第175章(第2页)

 “我知道。我没意见。” 

 她听见蒋随舟的声音变得很轻,他说: 

 “还记得那个奶瓶吗?其实当时我喂给载兴了,我希望他不要存在。事后我忐忑了一夜,吓得睡不着觉但你猜怎么着,那个女人在奶里放的竟然是符水,说用来诅咒他。” 

 她听见蒋随舟倍感荒谬的笑了,笑着笑着又沉寂下来。 

 其实他当时已经做好偿命的准备了。 

 但第二天,他看见婴儿车里的蒋载兴安然无恙。 

 他只觉得蒋夫人愚蠢至极,并且从那以后无法相信任何宗/教和信仰。 

 “我和那个女人不一样,我要做就做到尽。但既然没弄死他,我就不会再做第二次给任何人留下把柄。 

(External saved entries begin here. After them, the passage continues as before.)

Issue #222, opened 2023-10-26
PERF / GUI: Large checkouts take prohibitively long to open


tangkong:
## Expected Behavior
We should be able to open any size checkout

## Current Behavior
LAS made quite a large checkout that takes forever to open in the config GUI.  The checkout can still be run from the command line via `atef check`, but that's not an adequate solution.

checkout path: /cds/home/r/rj1/atef/timing_config/NEH_FS14/

## Possible Solution
Figure out a way to make widget loading more lazy.  Some more debug logging would be helpful here too

## Steps to Reproduce (for bugs)
1. atef --log DEBUG config /cds/home/r/rj1/atef/timing_config/NEH_FS14/

## Your Environment
pcds-5.8.0, atef-1.2.0

tangkong:
Important thought: Tree-creation performed when the widgets are loaded.  For example, A configuration group will make AtefItem's and [attach them to parents when a row is added](https://github.com/pcdshub/atef/blob/a775d1a99c2ebdbc9192daa404ac4029fa7e3105/atef/widgets/config/page.py#L827) (whether from loading a file or gui intereaction).  

In order to load widgets lazily, we'll have to at least decouple the tree creation from widget creation.  

I think ideally we have a system where the tree is created initially, and widgets are created once the tree-item is accessed.  

I wonder if this also somehow allows for widgets to be garbage collected.  (what's the memory load for those 3000 comparisons?)  Maybe naively we have some queue storing pages with a size limit.  

-----
Zach has been looking at improving pmps gui performance, and has taken the approach of treating widget-loads as coroutines to be kicked off in series. ([eg](https://github.com/pcdshub/pmps-ui/blob/bf437554acc40b399aa407b2508d6d1be969c2a3/templates/arbiter_outputs_entry.py#L44-L46)) Critically this means the surrounding tab can be loaded immediately and the contained tables will be populated gradually. 

While I don't think this is immediately applicable here, I think it's good reference.  In the atef case, a user might want to access the last item in the tree first.  In a large, roughly flat checkout that might not load until the very end.

tangkong:
With a combination of #224 and #226, this has been resolved.  Testing was done on the problematically huge config, and loading is much quicker now.

PR #224, opened 2023-11-10
PERF/REF: Lazy Page loading

tangkong:
## Description
This is going to be a doozy.  This has the simple goal of lazily loading `PageWidgets`, and the not-so-simple reality of rewriting most of said widgets.

A high-level list of things I did
- Consolidate `EditTree` and `RunTree` into a single `DualTree`
- Replace `AtefItem` (QTreeWidgetItem) with `TreeItem, for use in a `QTreeView` with `ConfigTreeModel` (a tree model with status icons)
- Moved "tree logic" into the dataclasses, out of the `PageWidgets`
- Moved `QDataclassBridge` instances to the `TreeItem`
- **Implemented a widget cache, and set up `DualTree` to load widgets lazily**

## Motivation and Context
(#222)
One user programmatically generated a checkout with 3000 comparisons, and the GUI failed to load it.  It attempted to, but way ATEF is structured every single widget had to be loaded.  

Briefly, the previous functionality was:
- **Tree creation logic was tied to widgets.**
- Opening a checkout only loaded the root node.  The construction of the root widget then created its children tree items and widgets, and those children loaded their own children, etc.
- This also means we have had to simulate the logic stored in the widgets if we wanted to re-create the checkout tree outside of widgets (e.g. reports, run-mode-tree)

To accomplish this we have to extricate the tree logic from the widgets.
- This means the dataclasses understand how to yield pieces the of their data that get pages in the gui, similar to how they know how to yield their comparisons etc.
- This prevents us from having to re-write tree-walking helpers that replicate   tree construction, consolidation yay!

A key requirement is that each widget must be loadable at any point by selecting its tree item.
- Because widgets were created by their parents, they grew to rely on methods from their parents
- All widgets can now be constructed given only their tree item and a DualTree instance, which holds the File-dataclass the data lives in.
  - Rather than reaching for the parent widget, a widget will reach for its parent `TreeItem`.  
- Callbacks that update the parent widget will now only happen if that widget exists.  If the widget doesn't exist, it will be created (and already updated) when requested

Because widgets always existed, it was natural to tie the QDataclassBridges to the widgets.  As such any update behavior/callbacks need to access widgets (that now may not exist).  I think it makes the most sense here to move the bridges to the `TreeItem`, and base behavior on that.  (this was quite disruptive)
- `PageWidget`s now need the tree at __init__-time (compared to the previous additional `assign_tree_items` step
- This simplifies the writing of a Pagewidget, since now we don't need to remember to call `assign_tree_items` outside of `__init__`.  I've also changed the name to more accurately reflect its use.
- Widgets need to notify the model if they make any changes to the underlying data structure, but can do so since they hold their `DualTree`

## How Has This Been Tested?
Test suite runs, but mostly interactively.   Perhaps I need to expand the test suite more...

Verbosely in this PR, as I always do

## Pre-merge checklist


atef/bin/config.py
```diff
@@ -58,6 +58,13 @@ def build_arg_parser(argparser=None):
     https://doc.qt.io/qt-5/qapplication.html#QApplication
     https://doc.qt.io/qt-5/qguiapplication.html#supported-command-line-options
     """
+    argparser.add_argument(
+        "--cache_size",
```
klauer, line 62:
```suggestion
        "--cache-size",
```
My opinion - mixing of `-` and `_` is annoying in CLI args

atef/tests/conftest.py
```diff
@@ -330,11 +330,17 @@ def configuration_group():
...
-        cfg_page = page_cls(cfg)
-        cfg_item = AtefItem(QtWidgets.QTreeWidget(), name='root',
-                            func_name=page_cls.__name__)
-        link_page(item=cfg_item, widget=cfg_page)
+        if isinstance(cfg, get_args(AnyConfiguration)):
+            file = ConfigurationFile()
+            file.root.configs.append(cfg)
+        elif isinstance(cfg, get_args(AnyProcedure)):
+            file = ProcedureFile()
+            file.root.steps.append(cfg)
```
klauer, line 338: For future purposes:

`else: raise NotImplementedError()`

atef/widgets/config/page.py
```diff
@@ -410,44 +321,42 @@ def setup_parent_button(self, button: QToolButton) -> None:
...
+    def setup_child_button(self, button: QToolButton, item: TreeItem) -> None:
         """
         Set up a button's style and make it navigate to a specific child page.
         """
-        # Create a function that navigates to the right page
-        def inner_navigate(*args, **kwargs):
-            self.navigate_to(item)
+        navigate_slot = WeakPartialMethodSlot(button, button.clicked,
+                                              self.navigate_to, item)
+        self._partial_slots.append(navigate_slot)
```
klauer, line 330: If we expect there to be a lot of these, we might consider pruning the list occasionally (i.e., removing those that have been unsubscribed)

atef/widgets/config/page.py
```diff
@@ -2207,14 +2100,41 @@ def select_comparison_type(self, new_type_index: int) -> None:
...
-            new_comparison=comparison,
-            comp_item=self.tree_item,
-        )
-        self.tree_item.setText(1, new_type.__name__)
-        self.new_comparison(comparison=comparison)
-        self.update_context()
+        parent_widget = self.full_tree.maybe_get_widget(self.parent_tree_item)
+
+        with self.full_tree.modifies_tree(select_prev=False):
+            # TODO: Still need to replace in dataclass.
```
klauer, line 2106: TODO reminder (how important is this to end user?)

atef/widgets/config/utils.py
```diff
@@ -677,7 +677,30 @@ def update_widget(value: Any) -> None:
     value_obj.changed_value.connect(update_widget)
 
 
-def describe_comparison_context(attr: str, config: Configuration) -> str:
+def get_comp_field_in_parent(
+    comp: Comparison,
+    parent: Union[Configuration, ProcedureStep]
+) -> str:
```
klauer, line 683: Docstring?

atef/widgets/config/utils.py
```diff
@@ -1264,6 +1321,10 @@ def child(self, row: int) -> TreeItem:
         if row >= 0 and row < self.childCount():
             return self._children[row]
 
+    def get_children(self) -> Generator[TreeItem, None, None]:
+        """ Yield this item's children """
```
klauer, line 1325: This one may make you yell at your monitor (sorry!) - style guide does say "no extra whitespace with a single line docstring" [ref](https://confluence.slac.stanford.edu/display/PCDS/ECS+Python+Standards+and+Style+Guide#ECSPythonStandardsandStyleGuide-SinglelineDocstrings)

It's another thing we should be linting for at some point

atef/widgets/config/utils.py
```diff
@@ -1284,7 +1345,77 @@ def addChild(self, child: TreeItem) -> None:
         child._parent = self
         child._row = len(self._children)
         self._children.append(child)
-        self._columncount = max(child.columnCount(), self._columncount)
+
+    def removeChild(self, child: TreeItem) -> None:
```
klauer, line 1349: Where did the camelcase come in? Mimicking qt api?

klauer (commented):
There's a lot to process here... Overall:
* I think this is on the right track separating out logic from the GUI a bit more
* It seemed to work well interactively aside from the one crash 👍

klauer:
Crash:

<details>

```
$ python -m atef config atef/tests/configs/active_test.json
(click run; then click through the tree - and it crashes at SetValueStep)
QThread: Destroyed while thread is still running
Abort trap: 6
(atef) PC98125:atef klauer$ /Users/klauer/mc/envs/atef/lib/python3.9/multiprocessing/resource_tracker.py:216: UserWarning: resource_tracker: There appear to be 1 leaked semaphore objects to clean up at shutdown
  warnings.warn('resource_tracker: There appear to be %d '
```
Repeatable on psbuild so I used gdb there:
```
(gdb) py-bt
Traceback (most recent call first):
  File "/cds/home/k/klauer/Repos/atef/atef/widgets/config/window.py", line 626, in show_page_for_data
    new_widget = self.create_widget(item, mode)
  File "/cds/home/k/klauer/Repos/atef/atef/widgets/config/window.py", line 610, in show_selected_display
```
`thread apply all py-bt` marked this thread sitting off in libca land:
```
Thread 56 (Thread 0x7fff78a80700 (LWP 18193) "BusyCursorThrea"):
Traceback (most recent call first):
  Waiting for the GIL
  File "/cds/group/pcds/pyps/conda/py39/envs/pcds-5.8.0/lib/python3.9/site-packages/epics/ca.py", line 910, in pend_event
    ret = libca.ca_pend_event(timeout)
  File "/cds/group/pcds/pyps/conda/py39/envs/pcds-5.8.0/lib/python3.9/site-packages/epics/ca.py", line 923, in poll
    pend_event(evt)
  File "/cds/group/pcds/pyps/conda/py39/envs/pcds-5.8.0/lib/python3.9/site-packages/epics/ca.py", line 547, in wrapper
    return fcn(*args, **kwds)
  File "/cds/group/pcds/pyps/conda/py39/envs/pcds-5.8.0/lib/python3.9/site-packages/epics/ca.py", line 1072, in connect_channel
    poll()
  File "/cds/group/pcds/pyps/conda/py39/envs/pcds-5.8.0/lib/python3.9/site-packages/epics/ca.py", line 577, in wrapper
    return fcn(*args, **kwds)
  File "/cds/group/pcds/pyps/conda/py39/envs/pcds-5.8.0/lib/python3.9/site-packages/epics/pv.py", line 440, in connect
    ca.connect_channel(self.chid, timeout=timeout)
  File "/cds/group/pcds/pyps/conda/py39/envs/pcds-5.8.0/lib/python3.9/site-packages/epics/pv.py", line 47, in wrapped
    return func(self, *args, **kwargs)
  File "/cds/group/pcds/pyps/conda/py39/envs/pcds-5.8.0/lib/python3.9/site-packages/epics/pv.py", line 425, in wait_for_connection
    self.connect(timeout=timeout)
  File "/cds/group/pcds/pyps/conda/py39/envs/pcds-5.8.0/lib/python3.9/site-packages/epics/pv.py", line 54, in wrapped
    return func(self, *args, **kwargs)
  File "/cds/group/pcds/pyps/conda/py39/envs/pcds-5.8.0/lib/python3.9/site-packages/ophyd/signal.py", line 1229, in _ensure_connected
    if not pv.wait_for_connection(timeout=timeout):
  File "/cds/group/pcds/pyps/conda/py39/envs/pcds-5.8.0/lib/python3.9/site-packages/ophyd/signal.py", line 1786, in wait_for_connection
    self._ensure_connected(self._read_pv, self._write_pv, timeout=timeout)
  File "/cds/home/k/klauer/Repos/atef/atef/widgets/config/data_active.py", line 937, in get_curr_value
    self._sig.wait_for_connection()
  File "/cds/home/k/klauer/Repos/atef/atef/widgets/utils.py", line 202, in run
    self.func()
```
</details>

tangkong:
RE: crash

I went through earlier and replaced functions-defined-in-functions with WeakPartialMethodSlot, but didn't do the same for functions passed to QThreads.  I wonder if making those functions proper methods would help there.

atef/widgets/config/window.py
```diff
@@ -455,379 +455,305 @@ def setup_ui(self):
...
+            # not in cache, need to build the widget.
+            new_widget = self.create_widget(item, mode)
 
-        if item is None:
-            logger.error('Tree has no currentItem.  Cannot show selected')
-            return
-        if item is self.last_selection:
-            return
+            if len(curr_cache) >= self.max_cache_size:
+                _, oldest_widget = curr_cache.popitem(last=False)
```
klauer, line 637: I worry a bit about this caching mechanism causing unexpected side effects (orphaned widgets, crashes, etc) - but admittedly I'm not the most familiar with the inner workings here. 

Mind commenting on the intention? I assume the concern is memory usage when someone clicks around on a bunch of widgets and loads them all up?

atef/config.py
```diff
@@ -95,6 +145,35 @@ class DeviceConfiguration(Configuration):
...
+        Replace ``old_comp`` with ``new_comp`` in this dataclass, wherever it is.
+        Looks through ``shared``, then any of the attribues in ``comp_attrs``
+
+        Parameters
+        ----------
+        old_comp : Comparison
+            Comparison to be replaced
+        new_comp : Comparison
+            Comparison to replace ``old_comp`` with
+        comp_attrs : Optional[List[str]], optional
```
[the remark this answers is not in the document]
tangkong: I thought so too, but my auto-docstring generator kept putting it in and I stopped fighting it.  I wonder if there's a way to change this in my extension

atef/config.py
```diff
@@ -312,6 +453,10 @@ def walk_groups(
         yield self.root
         yield from self.root.walk_groups()
 
+    def children(self) -> List[PreparedGroup]:
```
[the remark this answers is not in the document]
tangkong: I end up never calling `.children()` on `PreparedFile` so this ends up not being necessary.  It is indeed a nearly identical method

atef/procedure.py
```diff
@@ -98,6 +103,18 @@ def walk_steps(self) -> Generator[AnyProcedure, None, None]:
...
 
+    def children(self) -> List[Union[ProcedureStep, ProcedureGroup]]:
+        """ Return children of this group, as a tree view might expect """
+        return self.steps
+
+    def replace_step(
+        self,
+        old_step: Union[ProcedureStep, ProcedureGroup],
+        new_step: Union[ProcedureStep, ProcedureGroup]
+    ) -> ProcedureStep:
```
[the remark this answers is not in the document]
tangkong: A vestigial return type that escaped the purge 😬

atef/widgets/config/page.py
```diff
@@ -788,13 +706,20 @@ def add_config_row(
...
             self.data.configs.append(config)
         config_row = ConfigurationGroupRowWidget(data=config)
-        config_page = PAGE_MAP[type(config)](data=config)
-        config_item = AtefItem(
-            tree_parent=self.tree_item,
-            name=config.name or 'untitled',
-            func_name=type(config).__name__,
-        )
-        link_page(item=config_item, widget=config_page)
+        # TODO Still broken, no child setup row, no init setup
```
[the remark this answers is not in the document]
tangkong: I think I fixed this actually, whoops

atef/widgets/config/page.py
tangkong: Also fixed 🤦

atef/widgets/config/utils.py
tangkong: I'll fix this for the entire repo, at the expense of the diff

atef/widgets/config/utils.py
tangkong: Yeah, this was done in an effort to mimic QTreeWidgetItem and smooth the transition between `AtefItem` and `TreeItem`, though I ended up mixing styles at some point.  I think at this point we can probably convert everything to snake_case, since this is sufficiently hidden behind the `ConfigTreeModel`

atef/widgets/config/window.py
tangkong: Memory usage was the concern, since it's easy to just hold the down-arrow and scroll through all the widgets.  (or spam the next-button in run-mode)

I haven't run into issues yet, and the shift to making each PageWidget self sufficient is important to enabling this.  (as in a PageWidget will never ask for methods on other PageWidgets).  If a PageWidget is deleted, nothing should ever want to access it.  

The concerns are valid though, I can't confidently say there will be no crashes.  (as your previous comment shows)

atef/widgets/config/page.py
klauer: Or perhaps better: `WeakPartialMethodSlot` could become a `QObject`, emit a "Destroyed!" signal when any goes out of scope - then `_partial_slots` could be cleaned automatically... Hmmm

atef/widgets/config/data_base.py
```diff
@@ -45,6 +47,9 @@ class DataWidget(QWidget):
         Even parent is unlikely to see use because parent is set automatically
         when a widget is inserted into a layout.
     """
+    # TODO: Remove this from DataWidget.  Bride should live in TreeItem to
```
ZLLentz, line 50:
```suggestion
    # TODO: Remove this from DataWidget.  Bridge should live in TreeItem to
```

atef/config.py
```diff
@@ -52,6 +52,53 @@ class Configuration:
     #: Tags tied to this configuration.
     tags: Optional[List[str]] = None
 
+    def children(self) -> List[Any]:
+        """ Return children of this group, as a tree view might expect """
```
ZLLentz, line 56: nitpick: lingering spacy comments in this file

atef/procedure.py
```diff
@@ -84,6 +85,10 @@ def allow_verify(self) -> bool:
         """
         return self.result.severity == Severity.success
 
+    def children(self) -> List[Any]:
+        """ Return children of this group, as a tree view might expect """
```
ZLLentz, line 89: nitpick: lingering spacy comments in this file

atef/widgets/config/page.py
```diff
@@ -324,50 +235,50 @@ class PageWidget(QWidget):
...
+        data: AnyDataclass,
+        tree_item: Optional[TreeItem] = None,
+        full_tree: Optional[DualTree] = None,
+        **kwargs
+    ) -> None:
         super().__init__(**kwargs)
         self.data = data
+        if tree_item is not None:
+            # assign tree item and check
+            assert tree_item.orig_data is data
```
ZLLentz, line 249: Assert statements aren't necessarily run at runtime: https://docs.python.org/3/reference/simple_stmts.html#the-assert-statement, so if this is important it should probably be an if/raise sort of construct

atef/widgets/config/window.py
ZLLentz: Do you know how much memory, say, ~1000 (hidden) page widgets uses? It would be useful to quantify this to understand what the real impacts are here. I personally suspect that crashing concerns on this PR and on any future expansions to atef are much more real than the RAM usage invested here, but without knowing the actual numbers it's impossible to confirm.

ZLLentz (commented):
This overall is a big improvement over the previous implementation, even outside the lazy loading.

There's too much here to give a timely review that checks every single line but I read a lot of them.

I'm going to proceed to interactive testing.

atef/check.py
```diff
@@ -843,3 +869,7 @@ async def prepare(self, cache: Optional[DataCache] = None) -> None:
             await self.warn_high_dynamic.prepare(cache)
             self.warn_high = self.warn_high_dynamic.get()
         self.is_prepared = True
+
+
+ALL_COMPARISONS = [Equals, NotEquals, Greater, GreaterOrEqual, Less, LessOrEqual,
+                   Range, ValueSet, AnyValue, AnyComparison]
```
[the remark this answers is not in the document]
klauer: Could technically be assembled automatically, if desirable:
```
>>> atef.check.Comparison.__subclasses__()
[<class 'atef.check.BasicDynamic'>, <class 'atef.check.ValueSet'>, <class 'atef.check.AnyValue'>, <class 'atef.check.AnyComparison'>, <class 'atef.check.Range'>]
```
Or some sort of registration system

But yeah, I think the "we're probably not going to add more" is reason enough to just keep this simple (i.e., as-is)

atef/config.py
tangkong: How did this escape the filter!?  (answer: my regex was bad)

atef/check.py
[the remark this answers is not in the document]
ZLLentz: Yeah, there are a few ways to do this, even auto-registration in init subclass for example
But maybe it's good to limit the scope of atef anyway and not open the comparison floodgates

atef/bin/config.py
ZLLentz, line 1: Another edge case exception unrelated to the crash Ken observed. This happened when I opened up the all fields example, clicked around a lot and stress tested changing values for a bit, switched to run mode, ran all the checks, switched back to config mode and started clicking around again.

image

ZLLentz: Interestingly, the crash observed for active_test doesn't seem to hit the big passive config here at all, allowing me to click around for a long time before hitting something like this

ZLLentz: It seems like the important thing here are:

- renaming the page
- switching to run mode and back to config mode

and the rest were just red herrings from me clicking around a lot

ZLLentz: And lastly this seems unrelated to the caching/freeing mechanisms (still happens with large cache size)

tangkong:
A realization about Ken's crash: the segfault is happening in an Edit widget, while SetValueStep has as unique run-widget.  The edit-widget should not be invoked.  (Past me left a TODO I see...)

ZLLentz:
(A little late: I've confirmed that this loads the user's big config quickly, solving the inciting incident)

atef/check.py
ZLLentz, line 1: RE: the user's big config (inciting incident):
- The gui opens quickly now :tada:
- There is a noticable freeze/slowdown when generating a PV configuration page that contains many many many comparisons

atef/widgets/config/page.py
tangkong: Removed this because it is actually wrong.  (PageWidgets can have prepared dataclasses as their `data`)

atef/bin/config.py
tangkong: > Interestingly, the crash observed for active_test doesn't seem to hit the big passive config here at all

Valuing clarity over redundancy, this crash happened because the edit widget was being created even if there was a unique run widget being built and used instead.  In passive checkouts, there are no unique run-widgets, so all the edit widgets are converted into run widgets and displayed, avoiding this case entirely.

tangkong: Zach's crash here seems to be a case where garbage collection deletes the widget before we can delete it ourselves.  Fixed in 9a149c5 by calling delete right after we pop it from the cache, but also catching RuntimeErrors out of an abundance of caution

tangkong:
After some "memory profiling" with top and the huge config, PVConfigurationPage's with many sub-comparisons still take prohibitively long to load, likely due to having to load all the row widgets in the comparison table.  This will be an issue for other ConfigurationGorup pages, and is seen in other apps like the pmps-ui.

External to the effort, investigating paginated table layouts is worthwhile

atef/widgets/config/window.py
ZLLentz: our server has 50.46 GB of RAM
opening the big file with no pages loaded is 0.8% memory usage = 0.4 GB consumed
with all the comparison pages loaded we get 3.5% usage -> 2.7% net = 1.362 GB RAM for just the pages
the config has 2541 Equals comparisons
so this means we eat up approx 536 kB per comparison page

I _think_ this means we're typically going to be OK because the example here is not reasonable or maintainable

klauer (approved):

ZLLentz (approved):

tangkong:
Thanks everyone.  Shipping this off

PR #226, opened 2023-12-04
ENH: Add and apply PagedTableWidget

tangkong:
## Description
Replaces the existing `QTableWidget` + `cellWidget` combination with a `PagedTableWidget`, for splitting up rows into pages.

## Motivation and Context
Previously, all the row widgets were created on PageWidget creation.  This can lead to long loading times that aren't remedied by the previous lazy page loading effort. 

This may seem a bit complicated, but should be the proper way to let qt handle construction and destruction of row widgets.  There was some complexity involved when hooking up buttons / slots inside these row widgets, since widgets can be created or destroyed at any time.  This means saving connection slots in a way that can be re-initialized at will.

I made an effort to keep the existing widgets and their functionality.

## How Has This Been Tested?
interactively

This PR

image

## Pre-merge checklist

### DIFF
--- a/atef/widgets/config/page.py
+++ b/atef/widgets/config/page.py
@@ -46,8 +46,7 @@ from atef.widgets.config.data_active import (CheckRowWidget,
                                              GeneralProcedureWidget,
                                              PassiveEditWidget,
                                              SetValueEditWidget)
-from atef.widgets.config.paged_table import (SETUP_SLOT_ROLE, USER_DATA_ROLE,
-                                             PagedTableWidget)
+from atef.widgets.config.paged_table import SETUP_SLOT_ROLE, PagedTableWidget
 from atef.widgets.config.run_active import (DescriptionRunWidget,
                                             PassiveRunWidget,
                                             SetValueRunWidget)
@@ -440,11 +439,6 @@ class PageWidget(QWidget):
 
         # Remove row from the table
         table.remove_data(row.data)
-        # for row_index in range(table.rowCount()):
-        #     widget = table.cellWidget(row_index, 0)
-        #     if widget is row:
-        #         table.removeRow(row_index)
-        #         break
         # Remove configuration from the data structure
         self.remove_table_data(data)
 
@@ -889,7 +883,7 @@ class DeviceConfigurationPage(DesignerDisplay, PageWidget):
                 )
 
         row_count = self.comparisons_table.row_count()
-        self.comparisons_table.insert_setup_row(
+        self.comparisons_table.insert_row(
             row_count,
             comparison,
             partial(self.configure_row_widget,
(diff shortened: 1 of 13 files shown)


atef/widgets/config/page.py
```diff
@@ -965,21 +1037,24 @@ class PVConfigurationPage(DesignerDisplay, PageWidget):
...
         self.insert_widget(
             self.pv_configuration_widget,
             self.pv_widget_placeholder,
         )
+
+        self.comparisons_table = PagedTableWidget(title="Comparisons")
+        self.insert_widget(
+            self.comparisons_table,
+            self.comparisons_table_placeholder
+        )
```
ZLLentz, line 1057: You should know that you can actually promote widgets to python widgets inside the ui file using designer, removing the need to have a replaceable placeholder widget. It seems to work here though so no real need to refactor. (I also forget the precise magic for doing this)

docs/source/upcoming_release_notes/226-enh_paged_table.rst
```diff
@@ -0,0 +1,22 @@
+226 enh_paged_table
+###################
+
+API Breaks
+----------
+- N/A
+
+Features
+--------
+- Adds PagedTableWidget, apply it to passive checkout group pages
```
ZLLentz, line 10:
```suggestion
- Adds PagedTableWidget, apply it to passive checkout group pages
  to substantially improve the loading performance of group pages with many, many comparisons.
```

ZLLentz (commented):
Everything here looks pretty solid
There's some repeated code in the page widgets that might be possible to deduplicate (not fully sure) but this isn't really an issue
There's a lot of code to go through so I might have missed something..

Tomorrow when systems are fully up I want to open with the example "slow loading" page as the highest-level stress test. I'll do some interactive testing then as well.

atef/widgets/config/page.py
tangkong: Oh interesting.  I'll poke around.

tangkong: Done, cleans up the python classes a bit 👍

ZLLentz:
Interactive testing:
- Everything loads super fast, even the crazy big user file. The pages in that file that previously didn't load at all now load with >100 pages in the paginated table in approx 1 second rather than "never"- you can feel the delay but it feels fitting for such a big load to have some sort of delay
- I thought I found a segfault but in actuality this (not so secretly) requires pcdsutils v0.14.1, which I did not have installed. It may be worth bumping the build constraints to >=0.14.1
- Navigating the table feels great here, and makes it possible to find the configs you want even when there are hundreds of them (and it would be even better if the names in this example file were simpler)
- Adding and removing seems to work smoothly from what I've tried
- Run mode still works (and still runs the big file super quick, even from the UI)

ZLLentz:
I guess, in summary, my only real suggestion is to bump the required version of pcdsutils

ZLLentz (approved):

 我从不走回头路,字典里也从没‘后悔’二字。我以为,我接下来的人生无非是堕落的麻木,跟麻木的胜利两种情绪而已可遇见你之后,我后悔了。” 

 初夏听见电话那头男人的声音有些阻滞和干涩。 

 “我以为只要我不去碰你的伤口,你就不会疼了” 

 “对不起三个字太廉价,我可以说无数次,可那不会让你像没受过伤一样。我想说另外三个字,却又怕你跑了所以到此刻,我才发觉,原来我什么都没说”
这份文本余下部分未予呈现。